I never made it to a baseball game at Crosley Field.
The first time I saw it off Interstate 75 was in 1971 on the way to the Cincinnati Gardens and a Royals basketball game, it was being used by the city to store abandoned or stolen vehicles.
While I would have loved to gone to Crosley, I grew up with Riverfront Stadium. Riverfront was the third major league baseball park I had been to in my life, the first two being Sportsmans Park in St. Louis (where I saw Joe Nuxhall pitch for the Reds) and Busch Stadium which opened in 1966.

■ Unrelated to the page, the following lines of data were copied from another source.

PR #320, opened 2022-03-23
Add image for DSK

SarahNadeau:
This PR adds DSK, a tool for k-mer counting in fasta or fastq files. It also adds test-dsk.yml and deploy-dsk.yml workflows. There are 2 commits that toggle from deploying DSK to my own docker hub to setting it up to deploy to StaPH-B's docker hub. So, here's where the image currently lives: https://hub.docker.com/repository/docker/snads/dsk. I'd love it to live in the StaPH-B docker hub moving forward, the deploy workflow is now set up for that.

  - [x] Directory structure should be name of the tool in lower case with special characters removed with a subdirectory of the version number (i.e. spades/3.12.0/Dockerfile)
- [x] Edit main README.md
- [x] Edit Program_Licenses.md
- [x] Create a simple container-specific README.md in the same directory as the Dockerfile (i.e. spades/3.12.0/README.md)
- [x] Write a GitHub actions workflow
  - [x] Should be located in .github/workflows/ and named test-<tool>.yml (i.e. .github/workflows/test-spades.yml)
 See https://github.com/SarahNadeau/docker-builds/actions/runs/2028098727.


SarahNadeau:
I am not sure why the test workflow was not run on pull request as specified [here](https://github.com/StaPH-B/docker-builds/pull/320/files#diff-a9628ef8e5ed24d5c1e5998605eaf864ba87a29b1118f1816ec7d434987060b7R6). Does the workflow show up as needing approval to a maintainer?

erinyoung:
I looked into why it's not triggering a github action.

1. It hasn't attempted the github action
2. It isn't asking for approval to start a github action

.github/workflows/test-dsk.yml
```diff
@@ -0,0 +1,17 @@
...
+on:
+  workflow_dispatch:
+  pull_request:
+    paths:
+      - "dsk/0.0.100/Dockerfile"
+
+jobs:
+
+  build-to-test:
+    uses: StaPH-B/docker-builds/.github/workflows/build-to-test.yml@master
```
erinyoung, line 13: If you changed this to `./.github/workflows/build-to-test.yml`, does it trigger a workflow?

SarahNadeau: Indeed it does, I wonder why though. I'll take another read through the workflow docs. Anyways, should we update the template file accordingly here? https://github.com/StaPH-B/docker-builds/blob/master/.github/workflow-templates/test-template.yml#L19

Also I did find in the docs that the workflow approval is only triggered the first time someone contributes, after that workflows run automatically.

erinyoung:
That appears to have worked. I think we need to use the relative path.

erinyoung:
In the meantime, could you add a small readme at `dsk/0.0.100/README.md`?

Generally when people get stuck on a container, they ask us how to use it instead of the container maintainer, and it makes our lives easier if there's a readme to refer them to.

erinyoung (approved):

Issue #133, opened 2020-07-13
add shigatyper


kapsakcj:
@AndrewLangvt whenever you get a chance 😃

erinyoung:
I was trying to use the [biocontainers one on quay](https://quay.io/repository/biocontainers/shigatyper?tab=tags), and it's missing samtools

kapsakcj:
Addressed in #321 , but we need to deploy the image to dockerhub & quay. Going to leave this open until that happens.

OK to trigger the deploy-shigatyper workflow?

kapsakcj:
I triggered the `deploy-shigatyper.yml` workflow manually, but it failed since quay_username and quay_robot_token were not provided. Log here: https://github.com/StaPH-B/docker-builds/runs/5796541592?check_suite_focus=true

These inputs should be optional, so I didn't expect it to fail.

We can either add those inputs to `deploy-shigatyper.yml` & re-trigger the workflow or we can somehow adjust the `build-to-deploy.yml` to truly make those inputs optional and allow the dockerhub deployment to proceed when quay_username and quay_robot_token are not provided as inputs

kapsakcj:
Closing as I've updated the `deploy-shigatyper.yml` workflow and successfully pushed the docker image to both dockerhub and quay

GH actions log here: https://github.com/StaPH-B/docker-builds/actions/runs/2100137656

PR #321, opened 2022-03-25
Adding ShigaTyper

jwarnn:
- [ x] This comment contains a description of what is in the pull request.

Adding ShigaTyper. ShigaTyper is a quick and easy tool designed to determine Shigella serotype using Illumina (single or paired-end) or Oxford Nanopore reads with low computation requirement.

- [ ] (Optional) Dockerfile is built with best practices and has been approved by a linter (such as https://hadolint.github.io/hadolint/)
- [ x] Edit main README.md
- [x ] Edit Program_Licenses.md
  - [ x] Should be located in .github/workflows/ and named test-<tool>.yml (i.e. .github/workflows/test-spades.yml)
  - [ x] Any files required for building are located in the same directory as the Dockerfile (i.e. spades/3.12.0/my_spades_tests.sh)


jwarnn:
#133 This pull request would resolve this issue.

shigatyper/2.0.1/Dockerfile
```diff
@@ -0,0 +1,108 @@
...
+RUN wget https://github.com/samtools/bcftools/releases/download/${bcftoolsVer}/bcftools-${bcftoolsVer}.tar.bz2 && \
+  tar -vxjf bcftools-${bcftoolsVer}.tar.bz2 && \
+  rm bcftools-${bcftoolsVer}.tar.bz2 && \
+  cd bcftools-${bcftoolsVer} && \
+  make && \
+  make install && \
+  cd ..
+
+# get miniconda and the shigatyper repo
+RUN wget https://repo.anaconda.com/miniconda/Miniconda3-latest-Linux-x86_64.sh && \
```
erinyoung, line 71: It looks like shigatyper is relying on conda to package it. Should we attempt to install it directly from a github download?

jwarnn: The only installation offered on the github page is a conda package. But let me see if I can use that package without using conda.

jwarnn: So I am running into some versioning problems trying to avoid conda. The repository that apt-get install uses are older versions of python, 3.5.2,  and pip. Without updating pip I get this error:
UnicodeDecodeError: 'ascii' codec can't decode byte 0xe2 in position 5537: ordinal not in range(128)
And also a line that suggests an update for pip. If I then put in a line that updates pip I then get this error: 
 File "/usr/local/lib/python3.5/dist-packages/pip/_internal/cli/main.py", line 57
    sys.stderr.write(f"ERROR: {exc}")
Which I believe is caused by the pip version is for newer releases of python and no longer works with this version of python. 

I have not found a way to get a version of python that might work. It might be just as dependable to use bioconda for this tool.

erinyoung: Good to know!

My first trip to Riverfront was during the 1972 season when the Reds hosted a weekend series against the Atlanta Braves. In all, I estimate I watched around 45 games there, which pales in comparison to a lot of you readers and participants of The Nation. But it was my baseball home away from home.
Back then, before The Banks– Riverfront was basically isolated by a walkway over the Interstate and downtown Cincinnati. It was the State of the Art 70s stadium– multi purpose (football and baseball) Astro Turf, rain outs were very rare and then General Manager Bob Howsam built a team tailored for that ballpark– not Crosley Field.
Personally, I loved Riverfront. Some say it was bland and a cookie-cutter stadium. But I have great memories there and, for the most part, the Reds were more than a competitive team.
The bad years were– 1982 (horrible team), 1983 (bad team), 1989 (Pete Rose suspension) and 1991 (big let down from 1990). The rest of the time was solid except for player strikes that ruined pretty good seasons in 1981 and 1995.
Some say Riverfront was an eye sore before it was torn down. Much of it was neglect from Reds Ownership in terms of maintenance. And now we have Great American Ballpark which, in some ways, is more fan friendly than Riverfront but the two bad things are a horrible baseball team and high prices, especially if you want a beer or some food.
Here are 10 of my favorite memories (both on the field and about Riverfront) of my time there:
The best seats in the house. My first game there was August 4, 1972 and I had yellow seats. They were good, Green was better but Blue was the best. Blue was where you wanted to be. Red seats, not so much. But the 50-plus times I was there, I sat all over the place, depending on the size of the crowd. But blue seats were where you wanted to be.
The Voice of Riverfront Stadium and before that Crosley Field. His trademark, besides his deep, rich voice, was repeating the players’ last name. Such as, “Now batting, the shortstop Dave Concepcion. Concepcion.” Paul also would introduce the Reds as they took the field in the first inning. “And now introducing the Cincinnati Reds . . .” and he would go position by position. He did the PA for 34 years at both ballparks.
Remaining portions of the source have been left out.